YOUR TASK:
The line containing "## Background：" marks the end: output every line of the data up to it, and that line too, exactly as written.

TASK INPUTS START

Issue #6570, opened 2022-03-10
feat: How to make apisix be the gateway for tars


zhixiongdu027:
### Issue description

# Feat: How to make apisix be the gateway for tars

## Background：

TARS is a Linux Foundation project. It is a high-performance RPC framework based on name service and Tars protocol, also integrated administration platform, and implemented
hosting-service via flexible schedule.

Now I want to implement Tars proxy function with apisix, and make apisix be the gateway for tars

### a service discovery plugin (can both work in http module and stream module)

TASK INPUTS END

RESULT FOR THIS EXERCISE:
Issue #6570, opened 2022-03-10
feat: How to make apisix be the gateway for tars


zhixiongdu027:
### Issue description

# Feat: How to make apisix be the gateway for tars

## Background：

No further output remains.